#### TASK INPUT
———

PR #307556, opened 2026-04-03
fix: show symbol labels in disassembly view

### LINKED ISSUE #286322: Disassembly view doesn’t show symbol labels even though debugger returns them

- VS Code Version: 1.107.1
- OS Version: Windows_NT x64 10.0.22631

VS Code’s Disassembly View fails to display function symbols inline even though the debugger backend provides them.

Example snippet from the debug adapter’s disassembly response:

`{
  "address": "0x000001e6",
  "instructionBytes": "02 00 fa",
  "instruction": "lnk       #0x2",
  "symbol": "_main",
  "location": {
    "path": "D:/developers/PIC16_devices/dsPIC30F1010/main.c"
  }
}`

The "symbol": "_main" field is present, but VS Code shows only raw instructions — no symbol label above the address.

Image

yogeshwaran-c:

Bug fix

The DAP protocol's `DisassembledInstruction` type includes an optional `symbol` field that provides the name of the function/symbol at a given instruction address. VS Code's disassembly view completely ignores this field, showing only raw addresses and instructions without any symbol labels.

For example, a debug adapter may return:
```json
{
  "address": "0x000001e6",
  "instructionBytes": "02 00 fa",
  "instruction": "lnk #0x2",
  "symbol": "_main"
}
```

But VS Code only displays the address and instruction, with no indication of the `_main` symbol.

Closes #286322

## What is the new behavior?

When a debug adapter provides a `symbol` field on a disassembled instruction, VS Code now displays the symbol name as a label (e.g., `_main:`) above the instruction in the disassembly view. This works in three scenarios:

1. **Source code enabled + symbol present**: Symbol label appears above the source code line
2. **Source code disabled + symbol present**: Symbol label appears above the instruction
3. **No symbol**: No change to existing behavior

### Changes

- **Row height calculation** (`getHeight`): Adds an extra line of height when `instruction.symbol` is present
- **Instruction rendering** (`renderElementInner`): Displays the symbol as a label (e.g., `_main:`) in the source code area
- **Accessibility** (`getAriaLabel`): Includes the symbol name in screen reader labels

## Additional context

The `symbol` field is defined in the [DAP specification](https://microsoft.github.io/debug-adapter-protocol/specification#Types_DisassembledInstruction) as:
> "Name of the symbol that corresponds with the location of this instruction, if any."

This is consistent with how traditional disassemblers (objdump, gdb) display function boundaries in disassembly output.

### DIFF
--- a/src/vs/workbench/contrib/debug/browser/disassemblyView.ts
+++ b/src/vs/workbench/contrib/debug/browser/disassemblyView.ts
@@ -31,7 +31,7 @@ import { WorkbenchTable } from '../../../../platform/list/browser/listService.js
 import { ILogService } from '../../../../platform/log/common/log.js';
 import { IStorageService } from '../../../../platform/storage/common/storage.js';
 import { ITelemetryService } from '../../../../platform/telemetry/common/telemetry.js';
-import { editorBackground } from '../../../../platform/theme/common/colorRegistry.js';
+import { asCssVariable, editorBackground, textLinkForeground } from '../../../../platform/theme/common/colorRegistry.js';
 import { IThemeService } from '../../../../platform/theme/common/themeService.js';
 import { IUriIdentityService } from '../../../../platform/uriIdentity/common/uriIdentity.js';
 import { EditorPane } from '../../../browser/parts/editor/editorPane.js';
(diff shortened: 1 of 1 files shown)


yogeshwaran-c:
Thanks for the feedback! Applied styling to make symbol labels visually distinct:
- **Bold** text weight
- **`textLinkForeground`** color (theme-aware blue)

The symbol label is now rendered as a styled `<span>` instead of plain text, so it stands out clearly from instruction lines and source code.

———

#### EXERCISE DIRECTIONS
So that nothing is lost, please reproduce each entry exactly as written.

#### SOLVED PROBLEM
PR #307556, opened 2026-04-03
fix: show symbol labels in disassembly view

### LINKED ISSUE #286322: Disassembly view doesn’t show symbol labels even though debugger returns them

- VS Code Version: 1.107.1
- OS Version: Windows_NT x64 10.0.22631

VS Code’s Disassembly View fails to display function symbols inline even though the debugger backend provides them.

Example snippet from the debug adapter’s disassembly response:

`{
  "address": "0x000001e6",
  "instructionBytes": "02 00 fa",
  "instruction": "lnk       #0x2",
  "symbol": "_main",
  "location": {
    "path": "D:/developers/PIC16_devices/dsPIC30F1010/main.c"
  }
}`

The "symbol": "_main" field is present, but VS Code shows only raw instructions — no symbol label above the address.

Image

yogeshwaran-c:

Bug fix

The DAP protocol's `DisassembledInstruction` type includes an optional `symbol` field that provides the name of the function/symbol at a given instruction address. VS Code's disassembly view completely ignores this field, showing only raw addresses and instructions without any symbol labels.

For example, a debug adapter may return:
```json
{
  "address": "0x000001e6",
  "instructionBytes": "02 00 fa",
  "instruction": "lnk #0x2",
  "symbol": "_main"
}
```

But VS Code only displays the address and instruction, with no indication of the `_main` symbol.

Closes #286322

## What is the new behavior?

When a debug adapter provides a `symbol` field on a disassembled instruction, VS Code now displays the symbol name as a label (e.g., `_main:`) above the instruction in the disassembly view. This works in three scenarios:

1. **Source code enabled + symbol present**: Symbol label appears above the source code line
2. **Source code disabled + symbol present**: Symbol label appears above the instruction
3. **No symbol**: No change to existing behavior

### Changes

- **Row height calculation** (`getHeight`): Adds an extra line of height when `instruction.symbol` is present
- **Instruction rendering** (`renderElementInner`): Displays the symbol as a label (e.g., `_main:`) in the source code area
- **Accessibility** (`getAriaLabel`): Includes the symbol name in screen reader labels

## Additional context

The `symbol` field is defined in the [DAP specification](https://microsoft.github.io/debug-adapter-protocol/specification#Types_DisassembledInstruction) as:
> "Name of the symbol that corresponds with the location of this instruction, if any."

This is consistent with how traditional disassemblers (objdump, gdb) display function boundaries in disassembly output.

### DIFF
--- a/src/vs/workbench/contrib/debug/browser/disassemblyView.ts
+++ b/src/vs/workbench/contrib/debug/browser/disassemblyView.ts
@@ -31,7 +31,7 @@ import { WorkbenchTable } from '../../../../platform/list/browser/listService.js
 import { ILogService } from '../../../../platform/log/common/log.js';
 import { IStorageService } from '../../../../platform/storage/common/storage.js';
 import { ITelemetryService } from '../../../../platform/telemetry/common/telemetry.js';
-import { editorBackground } from '../../../../platform/theme/common/colorRegistry.js';
+import { asCssVariable, editorBackground, textLinkForeground } from '../../../../platform/theme/common/colorRegistry.js';
 import { IThemeService } from '../../../../platform/theme/common/themeService.js';
 import { IUriIdentityService } from '../../../../platform/uriIdentity/common/uriIdentity.js';
 import { EditorPane } from '../../../browser/parts/editor/editorPane.js';
(diff shortened: 1 of 1 files shown)


yogeshwaran-c:
Thanks for the feedback! Applied styling to make symbol labels visually distinct:
- **Bold** text weight
- **`textLinkForeground`** color (theme-aware blue)

The symbol label is now rendered as a styled `<span>` instead of plain text, so it stands out clearly from instruction lines and source code.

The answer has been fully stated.